Throughout, the action scenes are visceral and evocative, whether that’s the sight of the Vandals swarming into town on their machines or the down-and-dirty violence that overshadows their world.
This again draws parallels – both complementary and otherwise – with Martin Scorsese and Nicholas Pileggi’s Mob classic.
Goodfellas works because we see what Henry Hill sees. From the moment he watches from his bedroom window as those gangsters fool around outside the cab stand, we understand the seductive allure of Mob life against the realities of growing up in a neighbourhood of ‘nobodies’. The contrast of the glamour and the hole-digging. The normalisation and justification of the criminal behaviour. The privileges and sacrifices that come with being part of the ‘family’. It all culminates in Henry’s ultimate fate worse than death – ending up another suburban ‘schnook’.
However, with The Bikeriders, this balance is missing and so are the heart and the stakes.
Overall, The Bikeriders feels authentic, has some strong performances, and projects a gritty energy, effectively dropping us into this closed world of leather jacket-clad outcasts. However, while it’s a wild ride, the lack of depth, cohesiveness and emotional engagement makes it an equally frustrating one.
Writer takeaway
The Bikeriders highlights the ongoing debate about when a script is deemed an adaptation.

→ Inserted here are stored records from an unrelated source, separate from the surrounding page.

PR #544, opened 2019-09-23
fixes to CSFLE use-case guide

ccho-mongodb:
JIRA: 
https://jira.mongodb.org/browse/DOCSP-6971

STAGE:
https://docs-mongodbcom-staging.corp.mongodb.com/ecosystem/docsworker/DOCSP-6971-csfle-improvements/use-cases/sensitive-data-encryption.html

### DIFF
--- a/source/includes/steps-fle-configure-the-mongodb-client.yaml
+++ b/source/includes/steps-fle-configure-the-mongodb-client.yaml
@@ -5,10 +5,10 @@ content: |
   encrypt and decrypt fields. MedcoMD uses the collection
   ``encryption.__keyVault`` as the key vault.
 
-  .. tabs::
-     
-     .. tab:: Java
-        :tabid: use-cases-fle-guide-java
+  .. tabs-drivers::
+   
+     .. tab::
+        :tabid: java-sync
         
         .. code-block:: java
            
@@ -22,10 +22,10 @@ content: |
   master key, so they use the ``local`` KMS provider and specify the key
   inline.
 
-  .. tabs::
-     
-     .. tab:: Java
-        :tabid: use-cases-fle-guide-java
+  .. tabs-drivers::
+   
+     .. tab::
+        :tabid: java-sync
         
         .. code-block:: java
            :emphasize-lines: 2,3
@@ -43,10 +43,10 @@ content: |
   collection to which it applies. To assign the schema, they map it to
   the ``medicalRecords.patients`` collection namespace:
 
-  .. tabs::
-     
-     .. tab:: Java
-        :tabid: use-cases-fle-guide-java
+  .. tabs-drivers::
+   
+     .. tab::
+        :tabid: java-sync
         
         .. code-block:: java
            :emphasize-lines: 2
@@ -63,10 +63,10 @@ content: |
   ``mongocryptd`` process. To configure the client to find the binary,
   MedcoMD specifies the binary's path as an extra option:
   
-  .. tabs::
-     
-     .. tab:: Java
-        :tabid: use-cases-fle-guide-java
+  .. tabs-drivers::
+   
+     .. tab::
+        :tabid: java-sync
         
         .. code-block:: java
            :emphasize-lines: 2
@@ -96,10 +96,10 @@ content: |
   MongoDB client object with the additional automatic encryption
   settings:
 
-  .. tabs::
-     
-     .. tab:: Java
-        :tabid: use-cases-fle-guide-java
+  .. tabs-drivers::
+   
+     .. tab::
+        :tabid: java-sync
         
         .. code-block:: java
            :emphasize-lines: 3-8
--- a/source/includes/steps-fle-configure-the-mongodb-client.yaml
+++ b/source/includes/steps-fle-configure-the-mongodb-client.yaml
@@ -168,7 +168,7 @@ content: |
         :tabid: nodejs
 
         .. code-block:: javascript
-
+           :emphasize-lines: 5-9
            const secureClient = new MongoClient(connectionString, {
                useNewUrlParser: true,
                useUnifiedTopology: true,
--- a/source/includes/steps-fle-configure-the-mongodb-client.yaml
+++ b/source/includes/steps-fle-configure-the-mongodb-client.yaml
@@ -78,7 +78,7 @@ content: |
            :emphasize-lines: 2
 
            const patientSchema = {
-             ["medicalRecords.patients"]: jsonSchema,
+             "medicalRecords.patients": jsonSchema,
            }
 ---
 title: Specify the Location of the Encryption Binary
@@ -121,7 +121,7 @@ content: |
            :emphasize-lines: 2
 
            const extraOptions = {
-             mongocryptdPath: "/usr/local/bin/mongocryptd",
+             mongocryptdSpawnPath: "/usr/local/bin/mongocryptd",
            }
 
         .. admonition:: Encryption Binary Daemon
--- a/source/includes/steps-fle-configure-the-mongodb-client.yaml
+++ b/source/includes/steps-fle-configure-the-mongodb-client.yaml
@@ -45,13 +45,13 @@ content: |
         :tabid: nodejs
 
         .. code-block:: javascript
+           :emphasize-lines: 2,3
 
            const kmsProviders = {
              local: {
-               key: localMasterKey
+               key: localMasterKey,
              }
            }
-
 ---
 title: Map the JSON Schema to the Patients Collection
 ref: map-the-json-schema-to-the-patients-collection
@@ -75,10 +75,10 @@ content: |
         :tabid: nodejs
 
         .. code-block:: javascript
+           :emphasize-lines: 2
 
-           const dataNamespace = "medicalRecords.patients";
            const patientSchema = {
-             [dataNamespace]: jsonSchema
+             ["medicalRecords.patients"]: jsonSchema,
            }
 ---
 title: Specify the Location of the Encryption Binary
@@ -121,7 +121,7 @@ content: |
            :emphasize-lines: 2
 
            const extraOptions = {
-            mongocryptdPath: "/usr/local/bin/mongocryptd";
+             mongocryptdPath: "/usr/local/bin/mongocryptd",
            }
 
         .. admonition:: Encryption Binary Daemon
@@ -135,7 +135,7 @@ content: |
               :emphasize-lines: 2
 
                const extraOptions = {
-                 mongocryptdBypassSpawn: true;
+                 mongocryptdBypassSpawn: true,
                }
 ---
 title: Create the MongoClient
@@ -169,6 +169,7 @@ content: |
 
         .. code-block:: javascript
            :emphasize-lines: 5-9
+
            const secureClient = new MongoClient(connectionString, {
                useNewUrlParser: true,
                useUnifiedTopology: true,
@@ -177,7 +178,7 @@ content: |
                  keyVaultNamespace,
                  kmsProviders,
                  schemaMap: patientSchema,
-                 extraOptions: extraOptions
+                 extraOptions: extraOptions,
                }
            });
 ...
--- a/source/includes/steps-fle-create-data-encryption-key.yaml
+++ b/source/includes/steps-fle-create-data-encryption-key.yaml
@@ -120,7 +120,7 @@ content: |
         :tabid: nodejs
 
         .. code-block:: javascript
-           :emphasize-lines: 10,11,13
+           :emphasize-lines: 10,11,13,16
 
            const base64 = require("uuid-base64");
  
--- a/source/includes/steps-fle-create-data-encryption-key.yaml
+++ b/source/includes/steps-fle-create-data-encryption-key.yaml
@@ -6,23 +6,23 @@ content: |
   in the :ref:`Create a Master Key <fle-create-a-master-key>` section:
 
   .. tabs-drivers::
-   
+
      .. tab::
         :tabid: java-sync
 
         .. code-block:: java
            :emphasize-lines: 11
-        
+
            String path = "master-key.txt";
-        
+
            byte[] fileBytes = new byte[96];
-        
+
            try (FileInputStream fis = new FileInputStream(path)) {
              fileBytes = fis.readAllBytes();
            } catch (IOException e) {
              e.printStackTrace();
            }
-        
+
            final byte[] localMasterKey = Arrays.copyOf(fileBytes, 96);
 ---
 title: Specify KMS Provider Settings
@@ -34,15 +34,20 @@ content: |
   master key:
 
   .. tabs-drivers::
-     
+
      .. tab::
         :tabid: java-sync
 
+        The KMS provider settings are stored in a Map in order to use the
+        :java-docs-latest:`kmsProviders helper
+        method <javadoc/com/mongodb/ClientEncryptionSettings.Builder.html#kmsProviders(java.util.Map)>
+        for the ClientEncryptionSettings Builder.
+
         .. code-block:: java
            :emphasize-lines: 4,5
-        
+
            String kmsProvider = "local";
-        
+
            Map<String, Map<String, Object>> kmsProviders = new HashMap<String, Map<String, Object>>() {{
              put(kmsProvider, new HashMap<String, Object>() {{
                put("key", localMasterKey);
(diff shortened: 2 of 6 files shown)


source/includes/steps-fle-create-data-encryption-key.yaml
```diff
@@ -1,4 +1,4 @@
-title: Read the Local Master Key from a File
+title: Read the Locally-managed Master Key from a File
```
nlarew: nit: Locally-Managed

source/includes/steps-fle-create-data-encryption-key.yaml
```diff
@@ -88,8 +88,37 @@ title: Verify the data encryption key was created
 ref: verify-data-key-created
```
nlarew: nit: title case on the step title (Missed this in the unification pass)

**Verify that the Data Encryption Key was Created**

source/use-cases/sensitive-data-encryption.txt
```diff
@@ -300,6 +289,15 @@ information:
...
   encrypted fields)
 
+.. note::
+   
+   While a MongoDB client can use JSON Schema for validating types and values
+   of a document, the encrypted client can only process instructions for
+   automatic client-side encryption and decryption. In this example, we define
+   a JSON Schema for the encrypted client only. For information on type 
+   and value validation with JSON Schema, see 
+   :manual:`Schema Validation </core/schema-validation/>`.
```
nlarew: AFAIK clients cannot use JSON Schema for validation at all. It's a feature that exclusively lives on the server.

```rst
.. admonition:: JSON Schema Validation
   :important:
   
   MongoDB drivers only use JSON schema to configure automatic
   client-side field level encryption. If you specify a document
   validation keyword in your CSFLE JSON Schema then the client will
   throw an error (when?).
   
   For information on how to use JSON Schema on the server to validate
   data, see :manual:`Schema Validation </core/schema-validation/>`.
```

- When does the client error (on creation? on query? etc.)

source/use-cases/sensitive-data-encryption.txt
```diff
@@ -649,9 +647,9 @@ researching the available options, MedcoMD determined that MongoDB
 Client-Side Field Level Encryption satisfies their requirements and
 decided to implement it in their application. To implement CSFLE they:
 
-**1. Created a Local Master Encryption Key**
+**1. Created a Locally-managed Master Encryption Key**
```
nlarew: nit: Locally-Managed

source/includes/steps-fle-create-data-encryption-key.yaml
```diff
@@ -88,8 +88,37 @@ title: Verify the data encryption key was created
...
-  key vault collection. This document contains the following data:
+  First, verify that the command to create the data encryption key returns the
+  ID of the newly-created key:
+
+  .. tabs-drivers::
+
+     .. tab::
+        :tabid: java-sync
+
+        The ``createDataKey()`` method returns a :java-docs-latest:`BsonBinary
```
nlarew: It seems like we should mention `createDataKey()` in the previous step (**B.3 Create a Data Encryption Key**) but we don't currently.

- We should add `createDataKey()` to the end of the previous step's code block
- Seems like this new block would make sense as part of the previous step as well. Thoughts?

source/includes/steps-fle-create-data-encryption-key.yaml
ccho-mongodb: Thanks, I was wondering whether hyphenated words would be uppercase in title case.

source/includes/steps-fle-create-data-encryption-key.yaml
ccho-mongodb: Thanks, will fix.

source/includes/steps-fle-create-data-encryption-key.yaml
ccho-mongodb: Thanks, I was wondering whether hyphenated words would be uppercase in title case.

source/use-cases/sensitive-data-encryption.txt
ccho-mongodb: Thanks. Do you think we may need a more detailed explanation of "document validation keyword" for users that may not be familiar with the server-based validation? Will investigate the Java driver to see when the error is thrown and check if it exists in the driver specification.

source/includes/steps-fle-create-data-encryption-key.yaml
ccho-mongodb: Makes sense to add the call `createDataKey`, looks like we just missed that part. I think the "verify" step could stay separate since it already has 3 sub-sections: print the returned key, what the output should look like, and what the key vault collection should now contain.
We should probably show the user the commands to check the `__keyVault` collection as well. What do you think?

source/use-cases/sensitive-data-encryption.txt
ccho-mongodb: According to the driver specification it should error, so the Java driver is likely not up to spec, or the spec is outdated:

From: https://github.com/mongodb/specifications/blob/master/source/client-side-encryption/client-side-encryption.rst#schemamap

> Schemas supplied in the schemaMap only apply to configuring automatic encryption for client side encryption. Other validation rules in the JSON schema will not be enforced by the driver and will result in an error.

nlarew: Hmm the spec is also pretty unclear ("will result in an error _when????_") so maybe we just leave it out for now. Up to you - thanks for checking!

source/includes/steps-fle-create-data-encryption-key.yaml
nlarew: 👍 Fine with separate if you think it works!

RE: the keyvault commands, would that just be a `mongoClient.db("encryption").collection("__keyVault").find()` or are you thinking of something else? I don't think we _need_ to have it but if you think of a nice way to slot it in go for it.

source/use-cases/sensitive-data-encryption.txt
rkumar-mongo: My reading is that specifying validation rules in the JSON schema should *always* error. This is also my understanding of how mongocryptd is meant to work. 

IMO we should document the truth by the spec document and open a JAVA ticket w/ reproduction steps and requesting that they fix and always return an error. I might be wrong but I'm almost certain that mongocryptd throws an error if any document validation keywords are included in the schema.

source/includes/steps-fle-create-data-encryption-key.yaml
```diff
@@ -77,19 +77,48 @@ content: |
...
+        <javadoc/org/bson/BsonBinary.html>` object from which we can extract
+        the UUID and Base64 representations of the key ID.
```
rkumar-mongo: I think we should let the user know here why this matters.

UUID is how the shell presents data key IDs and represents the container of the data.

the base64 representation is required for constructing the extended JSON Binary Data representation, and is required for automatic json schema.

source/use-cases/sensitive-data-encryption.txt
```diff
@@ -300,6 +289,17 @@ information:
 - The BSON Type of each field (only required for deterministically
   encrypted fields)
 
+.. admonition::JSON Schema Validation
+   :important:
+   
+   MongoDB drivers only use JSON Schema to configure automatic client-side
```
rkumar-mongo: The drivers use the JSON Schema *syntax* to configure automatic client-side field level encryption and support *only* field level encryption-specific keywords.

source/use-cases/sensitive-data-encryption.txt
```diff
@@ -300,6 +289,17 @@ information:
...
+   field level encryption. If you specify a document validation instance 
+   without an ``encrypt`` property, the client will either ignore it or throw
```
rkumar-mongo: Maybe link to https://docs.mongodb.com/manual/reference/security-client-side-automatic-json-schema/ for supported keywords and explicitly state that any validation-specific keywords result in errors?

source/use-cases/sensitive-data-encryption.txt
```diff
@@ -300,6 +289,17 @@ information:
...
+   an error.
+
+   For information on how to use JSON Schema on the server to validate
```
rkumar-mongo: I think this may confuse users. Especially since they *can* specify encryption rules for server-side document validation. I would opt to remove this entirely, or re-frame as.

"Users *may* set server-side document validation using encryption keywords to enforce client-side field level encryption."

That said ,I've not yet completed the docs for that feature so it would be a dead link for now.

source/use-cases/sensitive-data-encryption.txt
```diff
@@ -300,6 +289,17 @@ information:
 - The BSON Type of each field (only required for deterministically
   encrypted fields)
 
+.. admonition::JSON Schema Validation
```
rkumar-mongo: "Automatic Client-Side Field Level Encryption JSON Schema Does Not Support Document Validation"

source/use-cases/sensitive-data-encryption.txt
ccho-mongodb: Thanks, this detail really helps clarify the point. Will update.

source/use-cases/sensitive-data-encryption.txt
ccho-mongodb: Thanks for the link. I'll incorporate this into this admonition.

source/use-cases/sensitive-data-encryption.txt
ccho-mongodb: Ok, I'll create a JIRA ticket to add the server-side document validation statement once we have a link. For now, i will remove mention of general schema validation.

ccho-mongodb: https://jira.mongodb.org/browse/DOCSP-7006

source/includes/steps-fle-create-data-encryption-key.yaml
ccho-mongodb: Good idea. I will add information on when each representation is used.

source/use-cases/sensitive-data-encryption.txt
ccho-mongodb: I opened an issue for the Java driver yesterday:
https://jira.mongodb.org/browse/JAVA-3443

Hopefully, this is enough info. If not, I can work on a gist that steps them through end-to-end.

I think Moe will get the opportunity to test the behavior with Python and Node drivers this week, so it is wording we will revisit based on those results.

Side note: just noticed another field that was getting added into the schema that doesn't include any encrypt property that I need to remove.

source/use-cases/sensitive-data-encryption.txt
```diff
@@ -188,8 +187,8 @@ File System Permissions
 A. Create a Master Key
 ~~~~~~~~~~~~~~~~~~~~~~
 
-MongoDB `Client-Side Field Level Encryption (CSFLE)
-<https://docs.mongodb.com/manual/core/security-client-side-encryption/>`_
+MongoDB :manual:`Client-Side Field Level Encryption (CSFLE)
```
rkumar-mongo: Bah. stupid github. Line 149, extra apostrophe

source/use-cases/sensitive-data-encryption.txt
```diff
@@ -257,25 +246,25 @@ access the key for automatic encryption and decryption.
...
    .. tab::
       :tabid: java-sync
        
-      You can also download the `complete code example on GitHub
-      <https://raw.githubusercontent.com/mongodb/docs-assets/DOCSP-csfle-data-encryption-key/DataEncryptionKeyGenerator.java>`_.
+      You can also download the `complete code example
+      <https://raw.githubusercontent.com/mongodb/docs-assets/DOCSP-json-schema-helper-and-json/DataEncryptionKeyGenerator.java>`_.
 
-.. include:: /includes/steps/create-data-encryption-key.rst
+.. include:: /includes/steps/fle-create-data-encryption-key.rst
```
rkumar-mongo: A few thoughts:

- For step 2, can we point to https://mongodb.github.io/mongo-java-driver/3.11/javadoc/com/mongodb/AutoEncryptionSettings.Builder.html#kmsProviders(java.util.Map) so users have a reference for why we're doing a map of maps of maps?
- For step 3, note that the base64 encoded key ID is required for automatic field level encryption
- For step 4, we're using the built in Document to string. I think Jeff Yemin provided a better example that returns the proper JSON - can we use that instead?

source/use-cases/sensitive-data-encryption.txt
```diff
@@ -465,7 +464,7 @@ full `JSON Schema for the Medco Medical Management System
       :tabid: java-sync
        
       View the `helper code in Java
-      <https://gist.github.com/ccho-mongodb/088176b1bed3b9e54cdc0c2c3c537d1b>`_.
+      <https://raw.githubusercontent.com/mongodb/docs-assets/DOCSP-json-schema-helper-and-json/JSONSchemaCreator.java>`_.
```
rkumar-mongo: Line 352, we have not told users that keyID must use the extended json v2 format for a $binary key. I think most users will paste in the base64 key and get confused. 

Strongly recommend providing a full skeleton of the $binary format as you have in the [example schema](https://raw.githubusercontent.com/mongodb/docs-assets/DOCSP-json-schema-helper-and-json/MedcoMDSchema.json)

source/use-cases/sensitive-data-encryption.txt
ccho-mongodb: Good catch, will fix.

source/use-cases/sensitive-data-encryption.txt
ccho-mongodb: Step 2: sure, I'll add a link. Other than it being the documented interface, is there any other info that explains why it's a map of maps?

Step 3: sure; the code snippet also contains a comment and variable name that reflects that they need to use the base64 key id, but I can see how it would be helpful to mention earlier. Will update.

Step 4: I'm on the fence about this proposed addition. My understanding of the extended json section you're asking for would explain both extended json and each parameter. I'd like to separate the document from function or feature documentation and instead maintain its focus as a tutorial. I can definitely make a note and include a link to mention the ejson representation. Let me know what you think @rkumar-mongo

source/use-cases/sensitive-data-encryption.txt
ccho-mongodb: The code snippet we provided on this line contains a helper `buildEncryptMetadata` that constructs the contents of the encryptMetadata field in the JSON Schema for them which allows the reader to paste the base64 format key id in the `<paste_your_key_id_here>` line.

Is the request to add a note that mentions that the helper code takes care of this for you? @rkumar-mongo

source/includes/steps-fle-create-data-encryption-key.yaml
```diff
@@ -0,0 +1,162 @@
...
+  master key:
+
+  .. tabs-drivers::
+
+     .. tab::
+        :tabid: java-sync
+
+        The KMS provider settings are stored in a Map in order to use the
+        :java-docs-latest:`kmsProviders helper
+        method <javadoc/com/mongodb/ClientEncryptionSettings.Builder.html#kmsProviders(java.util.Map)>
```
rkumar-mongo: Missing terminating ` on this line reslts broken link.

ccho-mongodb: Good catch, thanks.

source/includes/steps-fle-configure-the-mongodb-client.yaml
```diff
@@ -61,24 +61,24 @@ content: |
...
-        
+
         .. code-block:: javascript
-        
-           const dataNamespace = "medicalRecords.patients";
+           :emphasize-lines: 2
+
            const patientSchema = {
-             [dataNamespace]: jsonSchema
+             ["medicalRecords.patients"]: jsonSchema,
```
mongomoe: If we're removing the use of the variable 'dataNamespace' there's no need for the array brackets around  "medicalRecords.patients". The array brackets around a keyname are only useful if you want the keyname comes from a bracket. Please change this to:

   ```
        const patientSchema = {
"medicalRecords.patients": jsonSchema,
}
```

File: source/includes/steps-fle-configure-the-mongodb-client.yaml [hunk 16]
```diff
@@ -87,55 +87,55 @@ content: |
...
         :tabid: nodejs
-        
+
         .. code-block:: javascript
            :emphasize-lines: 2
-           
+
            const extraOptions = {
-            mongocryptdPath: "/usr/local/bin/mongocryptd";
+             mongocryptdPath: "/usr/local/bin/mongocryptd",
```
mongomoe: I'm sorry this one is probably my error, but the extraOptions takes in a key called "mongocryptdSpawnPath" not "mongocryptdPath". See: https://www.npmjs.com/package/mongodb-client-encryption#AutoEncrypter..AutoEncryptionExtraOptions

ccho-mongodb: Will update

source/includes/steps-fle-configure-the-mongodb-client.yaml
ccho-mongodb: Will fix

In this instance, the credited source of inspiration is Danny Lyon’s 1967 photo-book of the same name. As well as images, the book contains transcribed interviews.
However, as reported by Variety, when awards season rolled around, the film’s writer (and director) Jeff Nichols found himself in the ‘original screenplay’ category.

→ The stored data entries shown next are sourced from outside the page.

PR #545, opened 2019-09-23
Kafka connector initial scaffold

ccho-mongodb:
JIRA: https://jira.mongodb.org/browse/DOCSP-6631

STAGE: https://docs-mongodbcom-staging.corp.mongodb.com/ecosystem/docsworker/DOCSP-6630-kafka-connector/tools.html

### DIFF
--- a/source/connectors/kafka.txt
+++ b/source/connectors/kafka.txt
@@ -1,0 +1,34 @@
+.. _kafka:
+
+.. _kafka-connector-landing:
+
+=======================
+MongoDB Kafka Connector
+=======================
+
+.. default-domain:: mongodb
+
+.. contents:: On this page
+   :local:
+   :backlinks: none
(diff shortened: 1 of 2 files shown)


ccho-mongodb:
>  it's gonna turn out to be a somewhat long chunky page
It will definitely be a long page. Is there a common pattern to organize it into a more hierarchical structure? Now that I searched through docs-ecosystem a little more thoroughly, I see "Python Drivers" is split into child pages, so I can emulate that rather than the model we used for CSFLE.

> It might be more effective to name the guides using action phrases, e.g.
Good idea, I will update them in the context of the aforementioned child docs.

> Migration Guide might be a bit more descriptive. Migrate from what to what?
`hpgrahsl/kafka-connect-mongodb` => `mongodb/mongo-kafka`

Why? Essentially, it was because a photo book with anecdotes doesn’t have a defined narrative (although the point of photojournalism is to tell a story in images – a bit like a film). Interestingly, though, the book’s creator Lyon inspired the character of Danny, the photojournalist who chronicles the fictional motorbike gang.

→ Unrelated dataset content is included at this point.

PR #552, opened 2019-10-07
(DOCS-12995): add admonition for version in dev

terakilobyte:
[Staging](https://docs-mongodbcom-staging.corp.mongodb.com/ecosystem/docsworker/DOCS-12995/drivers/cxx.html#mongodb-compatibility)

This adds an admonition to the cxx page and marks the 3.5 version as in development.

However, it seems that the lack of a cohesive story to adapt is what makes the script original.
Other true-life films flagged in the article include Moonlight (2016), based on an unpublished play, and Nichols’ previous work Loving (2016), which cited documentary The Loving Story by Nancy Buirski as its foundation. Both of these films found themselves moved between the original and adapted categories.
It all highlights the grey area between what qualifies as a new narrative as opposed to one that’s been adapted from pre-existing material. Officially, these decisions are made in offices at the Writer’s Guild and the various awards’ bodies which apply their own criteria and reasoning.
From a writer’s POV, the main thing to appreciate is the sheer breadth of source material out there which can provide a jumping off point for screen drama. It also highlights the work that goes into the process of creating a script which has a coherent narrative and developed characters. As Nichols said:
“To be able to take words and images and somehow add them together, to give you a feeling of nostalgia — to give you a feeling of a time and place — it’s hard to do.”
Quoted in Variety, 28 September 2023
Script source: Indie Wire
Go further:
Take a look at the trailer:
If you like this…
We’d usually list some relevant films here, but this time we’ve picked a book. To quote:
A phalanx of motorcycles came roaring over the hill from the west… the noise was like a landslide, or a wing of bombers passing over. Even knowing the Angels, I couldn’t quite handle what I was seeing. It was like Genghis Khan, Morgan’s Raiders, The Wild One and the Rape of Nanking all at once…
Hell’s Angels, Hunter S. Thompson (1966)
If you want to watch the original biker movie, track down the Marlon Brando classic The Wild One (1953). It was based on a short story, “Cyclists’ Raid” by Frank Rooney, which was published in January 1951 by Harper’s Magazine, which was inspired by news coverage of a1947 American Motorcyclist Association motorcycle rally in Hollister, California.